ASSIGNED TASK: Starting at the line that contains "Fix forward declaration" and ending at the line that contains "## Release Management", the lines below are to be given again exactly, with nothing added.

RECORDS FOR THIS EXERCISE:
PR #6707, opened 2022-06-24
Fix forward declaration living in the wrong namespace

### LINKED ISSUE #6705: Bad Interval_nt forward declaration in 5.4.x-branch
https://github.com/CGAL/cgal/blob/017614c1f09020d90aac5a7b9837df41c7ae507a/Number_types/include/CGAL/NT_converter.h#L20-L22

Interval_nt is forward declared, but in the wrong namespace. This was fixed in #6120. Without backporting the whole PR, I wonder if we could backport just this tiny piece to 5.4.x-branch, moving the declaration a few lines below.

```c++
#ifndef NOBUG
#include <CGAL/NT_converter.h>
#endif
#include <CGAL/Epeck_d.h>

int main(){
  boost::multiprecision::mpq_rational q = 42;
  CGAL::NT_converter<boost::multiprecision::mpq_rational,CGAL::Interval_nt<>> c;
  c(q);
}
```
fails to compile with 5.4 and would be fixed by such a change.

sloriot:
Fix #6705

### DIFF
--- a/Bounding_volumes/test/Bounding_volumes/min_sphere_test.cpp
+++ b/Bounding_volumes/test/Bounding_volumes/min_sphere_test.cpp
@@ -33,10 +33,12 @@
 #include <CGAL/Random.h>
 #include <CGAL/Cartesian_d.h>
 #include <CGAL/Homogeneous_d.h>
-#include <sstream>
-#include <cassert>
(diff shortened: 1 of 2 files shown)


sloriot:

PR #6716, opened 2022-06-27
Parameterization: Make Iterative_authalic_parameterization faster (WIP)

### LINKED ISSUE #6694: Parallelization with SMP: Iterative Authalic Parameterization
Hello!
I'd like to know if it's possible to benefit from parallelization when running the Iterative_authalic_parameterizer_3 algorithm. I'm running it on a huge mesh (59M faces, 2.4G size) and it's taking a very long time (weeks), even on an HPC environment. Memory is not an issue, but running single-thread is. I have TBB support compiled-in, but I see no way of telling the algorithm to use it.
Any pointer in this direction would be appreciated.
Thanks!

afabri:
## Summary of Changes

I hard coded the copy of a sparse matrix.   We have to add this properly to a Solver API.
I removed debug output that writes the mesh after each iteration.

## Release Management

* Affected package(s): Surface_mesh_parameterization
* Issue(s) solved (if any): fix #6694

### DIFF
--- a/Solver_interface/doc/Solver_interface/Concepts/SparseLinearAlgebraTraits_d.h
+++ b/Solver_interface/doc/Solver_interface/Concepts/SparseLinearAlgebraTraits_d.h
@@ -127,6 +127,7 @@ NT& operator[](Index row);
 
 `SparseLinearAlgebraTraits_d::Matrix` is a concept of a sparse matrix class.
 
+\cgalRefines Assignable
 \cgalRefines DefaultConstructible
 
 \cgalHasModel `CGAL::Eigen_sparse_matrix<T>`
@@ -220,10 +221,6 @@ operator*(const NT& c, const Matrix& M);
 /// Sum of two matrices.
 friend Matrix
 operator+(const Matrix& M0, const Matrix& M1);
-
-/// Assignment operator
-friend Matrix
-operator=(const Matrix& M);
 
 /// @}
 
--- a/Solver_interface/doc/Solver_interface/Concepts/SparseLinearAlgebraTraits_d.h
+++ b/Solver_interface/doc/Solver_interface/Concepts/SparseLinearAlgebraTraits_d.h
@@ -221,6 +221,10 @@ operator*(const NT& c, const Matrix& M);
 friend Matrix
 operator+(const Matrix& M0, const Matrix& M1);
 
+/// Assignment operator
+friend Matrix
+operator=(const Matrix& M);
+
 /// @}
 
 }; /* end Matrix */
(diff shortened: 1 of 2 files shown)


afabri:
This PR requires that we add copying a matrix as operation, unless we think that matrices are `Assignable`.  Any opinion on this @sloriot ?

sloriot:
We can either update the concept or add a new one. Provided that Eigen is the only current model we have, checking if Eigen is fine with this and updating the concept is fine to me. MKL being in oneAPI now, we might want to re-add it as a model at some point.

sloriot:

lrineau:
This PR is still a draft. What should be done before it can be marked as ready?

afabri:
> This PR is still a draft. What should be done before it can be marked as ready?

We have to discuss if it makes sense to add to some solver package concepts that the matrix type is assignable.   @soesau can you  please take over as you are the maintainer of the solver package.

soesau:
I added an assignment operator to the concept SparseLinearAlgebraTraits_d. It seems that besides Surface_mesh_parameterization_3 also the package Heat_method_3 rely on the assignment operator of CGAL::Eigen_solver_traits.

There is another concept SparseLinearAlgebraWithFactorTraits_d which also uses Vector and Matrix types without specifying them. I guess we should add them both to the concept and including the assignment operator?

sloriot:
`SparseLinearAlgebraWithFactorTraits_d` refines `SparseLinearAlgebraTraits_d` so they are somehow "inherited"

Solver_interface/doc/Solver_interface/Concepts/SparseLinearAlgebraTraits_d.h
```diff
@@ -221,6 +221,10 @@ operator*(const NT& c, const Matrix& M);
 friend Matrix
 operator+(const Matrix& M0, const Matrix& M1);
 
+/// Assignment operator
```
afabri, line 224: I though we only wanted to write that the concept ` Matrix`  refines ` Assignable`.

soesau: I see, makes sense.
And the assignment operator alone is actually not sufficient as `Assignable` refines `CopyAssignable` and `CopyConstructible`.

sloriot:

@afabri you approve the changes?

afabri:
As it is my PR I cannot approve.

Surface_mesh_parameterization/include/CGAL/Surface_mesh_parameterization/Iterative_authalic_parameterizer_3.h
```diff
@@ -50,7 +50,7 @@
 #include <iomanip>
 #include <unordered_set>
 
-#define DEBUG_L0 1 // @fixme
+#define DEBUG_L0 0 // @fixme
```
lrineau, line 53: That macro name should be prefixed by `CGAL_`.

WRITTEN ANSWER:
Fix forward declaration living in the wrong namespace

### LINKED ISSUE #6705: Bad Interval_nt forward declaration in 5.4.x-branch
https://github.com/CGAL/cgal/blob/017614c1f09020d90aac5a7b9837df41c7ae507a/Number_types/include/CGAL/NT_converter.h#L20-L22

Interval_nt is forward declared, but in the wrong namespace. This was fixed in #6120. Without backporting the whole PR, I wonder if we could backport just this tiny piece to 5.4.x-branch, moving the declaration a few lines below.

```c++
#ifndef NOBUG
#include <CGAL/NT_converter.h>
#endif
#include <CGAL/Epeck_d.h>

int main(){
  boost::multiprecision::mpq_rational q = 42;
  CGAL::NT_converter<boost::multiprecision::mpq_rational,CGAL::Interval_nt<>> c;
  c(q);
}
```
fails to compile with 5.4 and would be fixed by such a change.

sloriot:
Fix #6705

### DIFF
--- a/Bounding_volumes/test/Bounding_volumes/min_sphere_test.cpp
+++ b/Bounding_volumes/test/Bounding_volumes/min_sphere_test.cpp
@@ -33,10 +33,12 @@
 #include <CGAL/Random.h>
 #include <CGAL/Cartesian_d.h>
 #include <CGAL/Homogeneous_d.h>
-#include <sstream>
-#include <cassert>
(diff shortened: 1 of 2 files shown)


sloriot:

PR #6716, opened 2022-06-27
Parameterization: Make Iterative_authalic_parameterization faster (WIP)

### LINKED ISSUE #6694: Parallelization with SMP: Iterative Authalic Parameterization
Hello!
I'd like to know if it's possible to benefit from parallelization when running the Iterative_authalic_parameterizer_3 algorithm. I'm running it on a huge mesh (59M faces, 2.4G size) and it's taking a very long time (weeks), even on an HPC environment. Memory is not an issue, but running single-thread is. I have TBB support compiled-in, but I see no way of telling the algorithm to use it.
Any pointer in this direction would be appreciated.
Thanks!

afabri:
## Summary of Changes

I hard coded the copy of a sparse matrix.   We have to add this properly to a Solver API.
I removed debug output that writes the mesh after each iteration.

## Release Management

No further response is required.